▶ Activity: Without omitting anything, write out the listing below precisely.

▶ Data for processing:
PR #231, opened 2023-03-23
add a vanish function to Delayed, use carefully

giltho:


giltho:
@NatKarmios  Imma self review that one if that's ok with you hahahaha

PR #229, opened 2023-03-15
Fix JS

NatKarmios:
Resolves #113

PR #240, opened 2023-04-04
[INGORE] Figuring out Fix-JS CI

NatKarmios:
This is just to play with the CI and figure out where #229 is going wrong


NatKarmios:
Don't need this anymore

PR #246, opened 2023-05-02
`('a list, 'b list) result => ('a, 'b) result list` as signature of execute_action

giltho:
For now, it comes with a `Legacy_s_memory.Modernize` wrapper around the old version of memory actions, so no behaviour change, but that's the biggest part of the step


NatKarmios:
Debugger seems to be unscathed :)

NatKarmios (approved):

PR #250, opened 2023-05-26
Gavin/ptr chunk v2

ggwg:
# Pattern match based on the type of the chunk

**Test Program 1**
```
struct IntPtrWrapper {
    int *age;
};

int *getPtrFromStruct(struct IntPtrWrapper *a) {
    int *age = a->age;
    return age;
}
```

▶ Expected answer:
PR #231, opened 2023-03-23
add a vanish function to Delayed, use carefully

giltho:


giltho:
@NatKarmios  Imma self review that one if that's ok with you hahahaha

PR #229, opened 2023-03-15
Fix JS

NatKarmios:
Resolves #113

PR #240, opened 2023-04-04
[INGORE] Figuring out Fix-JS CI

NatKarmios:
This is just to play with the CI and figure out where #229 is going wrong


NatKarmios:
Don't need this anymore

PR #246, opened 2023-05-02
`('a list, 'b list) result => ('a, 'b) result list` as signature of execute_action

giltho:
For now, it comes with a `Legacy_s_memory.Modernize` wrapper around the old version of memory actions, so no behaviour change, but that's the biggest part of the step


NatKarmios:
Debugger seems to be unscathed :)

NatKarmios (approved):

PR #250, opened 2023-05-26
Gavin/ptr chunk v2

ggwg:
# Pattern match based on the type of the chunk

**Test Program 1**
```
struct IntPtrWrapper {
    int *age;
};

int *getPtrFromStruct(struct IntPtrWrapper *a) {
    int *age = a->age;
    return age;
}
```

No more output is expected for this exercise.